Correlation analysis of cytokines level and peripheral blood T lymphocyte subsets in systemic vascular inflammatory disease
Cytokines level and peripheral blood T lymphocyte subsets in systemic vascular inflammatory disease
Abstract
Objective: To measure the levels of T-cell subsets and cytokines in the peripheral blood of patients with systemic vascular inflammatory disease and to analyze the influence of different clinical characteristics of systemic vascular inflammatory disease patients on the levels of T-cell subsets and cytokines in the peripheral blood.

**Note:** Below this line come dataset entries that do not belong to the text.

PR #37347, opened 2026-08-18
refactor(ui): migrate SSO, SCIM and vault forms to react-hook-form and shadcn

yuneng-berri:
## TLDR

Problem this solves:

- antd `Form` blocks the dashboard's shadcn and dark mode work
- SSO, SCIM and vault forms were the last antd holdouts here
- antd only submitted mounted fields, which nothing recorded

How it solves it:

- Moves all three form graphs onto react-hook-form plus shadcn `FormField`
- Reproduces antd's mounted-only submit explicitly, so payloads stay identical
- Adds 110 characterization tests written against the antd originals first

## User Flow

Before: a proxy admin configuring Okta SSO gets the same working form, rendered by antd

1. They open http://localhost:4000/ui/?page=admin-settings and click Add SSO
2. They pick Okta, fill client id, secret and authorization endpoint, then admin email and proxy base url
3. They tick Use Role Mappings, fill the group claim and the four team lists, and save
4. The saved settings come back on reopen, and the SAML fields they never touched are absent from the stored config
5. In dark mode the form's labels, help text and section rules stay light on light

After: the same admin does the same task against the same stored config, on shadcn

1. They open http://localhost:4000/ui/?page=admin-settings and click Add SSO
2. They pick Okta, fill client id, secret and authorization endpoint, then admin email and proxy base url
3. They tick Use Role Mappings, fill the group claim and the four team lists, and save
4. The saved settings come back on reopen, and the SAML fields they never touched are still absent from the stored config
5. In dark mode the form now reads correctly, because every surface runs on semantic color tokens

## Pre-Submission checklist

## Delays in PR merge?

## Screenshots / Proof of Fix

Setup: a proxy on http://localhost:4000 with `STORE_MODEL_IN_DB=True`, and the dashboard dev server on http://localhost:3000 pointed at it

#### Add SSO, Okta with role mappings

1. Open http://localhost:4000/ui/?page=admin-settings and click Add SSO
2. Pick Okta, fill the three Okta fields plus Proxy Admin Email and Proxy Base URL
3. Tick Use Role Mappings, fill Group Claim and the four team lists, click Save
4. Observe the request body on `POST /config/update` in the network tab

#### Edit SSO, saved settings round trip

1. Open http://localhost:4000/ui/?page=admin-settings and click Edit on the SSO card
2. Observe every field seeded from the stored config, and the client secret masked
3. Change Proxy Base URL to a value with a trailing slash and observe the validation message

#### SCIM token

1. Open http://localhost:4000/ui/?page=scim, submit with an empty name, observe the required message
2. Fill a name, submit, observe the token panel replacing the form

#### Hashicorp Vault

1. Open http://localhost:4000/ui/?page=admin-settings, click Edit on the Hashicorp Vault card
2. Leave the token blank, change the namespace, save, and observe the stored token unchanged

#### Dark mode

1. Repeat the Add SSO and SCIM screens with the OS in dark mode

#### Add SSO, Okta with role mappings

1. Same steps
2. Same request body on `POST /config/update`

#### Edit SSO, saved settings round trip

1. Same steps, same seeding, same masking, same validation message

#### SCIM token

1. Same steps, same required message, same token panel

#### Hashicorp Vault

1. Same steps, stored token still unchanged

#### Dark mode

1. Same screens, now legible

## Type

🧹 Refactoring

## Caveats (if any)

- `PATCH /update/sso_settings` full-row upserts a `model_dump()`, so absent fields persist as None
- That clears `ui_access_mode`, and `team_mappings` on every Add-SSO save
- Both predate this PR and are unchanged here; the fix is backend side
- Three SSO test files re-harnessed; every assertion and asserted string kept
- One checkbox assertion widened: Base UI renders two nodes per label
- Select triggers now show option labels, which restores antd's display
- The provider password rule keeps antd's over-broad `client` name match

Methods: The case group consisted of 80 systemic vascular inflammatory disease patients who were diagnosed and treated at our hospital between January 2021 and December 2024. Forty healthy volunteers were selected from our hospital's health assessment center to form the control group. The expression of helper T-cell (Th)1, Th17 and regulatory T-cell (Treg) subsets in the peripheral circulation was determined via flow cytometry. The levels of the cytokines interleukin and interferon-γ (IFN-γ) in the serum were measured via enzyme-linked immunosorbent assay (ELISA). levels of tumor necrosis factor-α (TNF-α), IL-4, IL-10, IL-17, and IL-6.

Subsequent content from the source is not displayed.